Yang kami pelajari dan ambil hikmah dari perjalanan awal menikah kami hingga titik ini adalah kami betul-betul merasakan bahwa pertolongan Allah itu nyata, bahwa di setiap kesulitan ada kemudahan, bahwa saat kita mendahulukan Allah maka Allah benar-benar akan memudahkan urusan kita, dan lagi nikmat Allah mana yang kita dustakan, karena bahkan tiap hembusan napas dan denyut nadi kita adalah hal yang patut disyukuri.

Pesan cinta dari kami, nikah muda boleh tapi pelajari dan siapkan dulu segala sesuatunya. Dari kewajiban dan hak suami istri, kesehatan terutama gizi dan reproduksi, pengelolaan keuangan, penjagaan ibadah pada Allah, manajemen waktu – emosi – konflik, semuanya perlu dipelajari dan disiapkan. Supaya kita paham konsekuensi, tanggung jawab, tugas dan kewajiban apa yang akan kita hadapi saat menjalani masa pernikahan. Karena pernikahan adalah mitsaqan ghalizan. Perjanjian suci nan akbar yang disaksikan Allah dan penduduk langit. Yang di dalamnya segala ibadah berpotensi dilipatgandakan pahalanya.

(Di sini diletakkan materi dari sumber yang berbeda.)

PR #448, opened 2023-07-22
docs: optimize verb for updating the button element

Zerotask:
Since the button element is already present in the code, one doesn't have to add a new button element but update the existing one.


Rich-Harris:
thanks — looks like this was updated elsewhere, closing

PR #452, opened 2023-07-28
Duplication of example code in tutorial of progressive-enhancement

minamme:
I think this is just a duplicate by mistake and it's confusing.


minamme:
It's my mistake I didn't notice action name difference.

PR #457, opened 2023-08-01
chore: align code solution with explanation

Zerotask:
code solution aligned with route groups explanation

https://github.com/sveltejs/learn.svelte.dev/blob/main/content/tutorial/04-advanced-sveltekit/04-advanced-routing/04-route-groups/README.md


dummdidumm:
Thank you, but #475 contained the more desired solution, so closing in favor of that.

PR #467, opened 2023-08-07
Replace `background` with `background-color` for consistency

baderj:
The tutorial on *Component styles* uses `background-color` in the README.md, while the app uses the shorthand `background`. This could be confusing:

1. The text tells us to 
   > change `background-color` ...
   
   but actually changes the `background` in `Box.svelte`.

2. The first snippet uses `background-color` to overwrite `background` in `App.svelte`.  

I replaced the shorthand `background` in the app with `background-color` to make it consistent with the tutorial text.


dummdidumm (approved):
Thank you!

PR #463, opened 2023-08-05
Fix sample code in tutorial text to match the exercise solution

gorisanson:
This commit fix sample code in the-form-element tutorial text, which is `01-the-form-element /README.md`, to match the exercise solution, which is `01-the-form-element/app-b/src/routes/+page.svelte`.

In [the-form-element tutorial page](https://learn.svelte.dev/tutorial/the-form-element),
I found that the sample code in the text was not matched the exercise solution as we can see in the following:

Sample code in the text:
```svelte
<h1>Todos</h1>

<form method="POST">
  <label>
    add a todo:
    <input
      name="description"
      autocomplete="off"
    />
  </label>
</form>

{#each data.todos as todo}
```

Exercise solution:
```svelte
<h1>todos</h1>

<form method="POST">
  <label>
    add a todo:
    <input
      name="description"
      autocomplete="off"
    />
  </label>
</form>

<ul class="todos">
  {#each data.todos as todo (todo.id)}
```

This PR fix this mismatch.

PR #469, opened 2023-08-08
Fixes inconsistincy in code and readme

philolo1:
The readme says "Todos", but the code says "todos", so i changed "todos" in the code.


dummdidumm:
Thank you, but #463 was the more correct fix, so closing in favor of that.

PR #471, opened 2023-08-08
Access store value in context example

jpaquim:
As an alternative, `console.log({ $count })` could also be used, not sure what's best for this example.


dummdidumm (approved):
Thank you!

PR #472, opened 2023-08-08
Update README.md

JonGracias:
Changed console.log('the count is ${count}');

to console.log('the count is', {count});

to correctly log the current count


Conduitry:
What's incorrect about how it's getting logged now?

The proposed change is definitely incorrect, because it has mismatched quote types.

dummdidumm:
These are backticks (`), not single quotes ('), so the current code is correct.

PR #475, opened 2023-08-09
Update route-groups doc to match target

jpaquim:
Component text and slot ordering should match the target app-b: https://github.com/sveltejs/learn.svelte.dev/blob/main/content/tutorial/04-advanced-sveltekit/04-advanced-routing/04-route-groups/app-b/src/routes/(authed)/%2Blayout.svelte


dummdidumm (approved):
Thank you!

Issue #424, opened 2023-07-12
On what license learn.svelte.dev is released ?


mojzesh:
Hey guys!

Thanks for creating Svelte and SvelteKit - It's awesome.

Could someone clarify on what LICENSE this repo is released ?
I couldn't find this information anywhere in the repo.

Thanks!

PR #479, opened 2023-08-11
chore: add license

mateusabelli:
This patch adds a MIT license based on SvelteKit [license](https://github.com/sveltejs/kit/blob/master/LICENSE). As suggested [here](https://github.com/sveltejs/learn.svelte.dev/issues/424#issuecomment-1633218028).
Pease let me know what do you think.

Fixes: #424


dummdidumm (approved):
Thank you!

PR #481, opened 2023-08-13
Remove `experimental` from inspector option

morinokami:
Update svelte.config.js to suppress the following warning:

> [vite-plugin-svelte] Option "vitePlugin.experimental.inspector" is no longer experimental and has moved to "vitePlugin.inspector". Please update your svelte config.


benmccann:
`holdMode` now defaults to `true`, so I updated it to remove this entire section, which is no longer needed

PR #488, opened 2023-08-21
docs: edit instruction for Store Bindings

glianx:
Edited instruction to 'add button' to 'add event handler', to reflect the true diff in the code. (The button already exists; the highlighted part is the event handler)


geoffrich (approved):
Thanks!

PR #495, opened 2023-09-01
docs: adds missing `readyState` binding

baderj:
Svelte added support for the `readyState` media element binding in https://github.com/sveltejs/svelte/pull/6843 . While the docs have been updated to include this option, it was missing in the tutorial.


dummdidumm (approved):
Thank you!

PR #500, opened 2023-09-11
docs: update solution

c31io:
Sync the solution with the step-by-step guide.


Rich-Harris:
the step-by-step guide _does_ end with `{name} dances`:

image

you have to know that the man is called 'Rick Astley' but that's part of the joke :)

PR #501, opened 2023-09-12
Disabling button also when selected is undefined

pernyblom:
I don't know if this is a good practice in this example, but it makes sense if the options are fetched from a server


pernyblom:
Just realized that there are two files that need to be changed (the solution and the original)

Rich-Harris:
thanks. i think it'd be a bit confusing in this case, because `selected` is always populated once the component mounts, so i'll close this

PR #504, opened 2023-09-16
fix: restart audio playback on repeated button pushes

elias-pap:
When the button is clicked for a second time before the audio playback triggered by the first click is finished, the second click is ignored. Restarting the playback on every click makes the button feel more responsive.
Useful e.g. when the button is clicked very fast, many times in a row.


Rich-Harris (approved):

Rich-Harris:
thanks!

PR #508, opened 2023-09-25
Assign the ID back when creating a new userid in cookies

HendrikPetertje:
Thanks for making this amazing tutorial, it's so nice!

While following the tutorial I noticed that one excersise would cause a 500 to be rendered the first time the code was loaded, as I made just one change the page would re-render and all would be fine.

Upon looking closer I noticed that map get was being called with `undefined`. 

This little change makes sure db.getTodos(id) isn't called with undefined.


HendrikPetertje:
oops.

Rich-Harris:
thanks! there's a few more places that need updating, so i'll close this in favour of #543

PR #516, opened 2023-10-11
Update README.md

LWChris:
Adjust source code snippet according to modifications from previous step.

In the previous step, the tutorial asks the reader to change `alt="A man dances."` into `alt="{name} dances."`. The code snippet should reflect that change.


dummdidumm (approved):
Thank you!

PR #517, opened 2023-10-12
Sidebar: scroll to top when exercise change

sorae42:
The current `scrollTop` doesn't work, but this one work with Chrome and Safari. I haven't tested on non-Chrome browsers yet.


Rich-Harris:
thank you — this was also fixed in #530, so I'll close this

InsyaAllah cerita lebih lengkap tentang proses kami menjemput hadirnya malaikat kecil kami akan kutulis terpisah. Bagaimana persiapan status gizi yang lebih baik, kenapa harus diperbaiki, apa saja yang dilakukan saat promil, hingga proses persalinan dan pasca salin, InsyaAllah akan kubagikan di tulisan berikutnya. See you.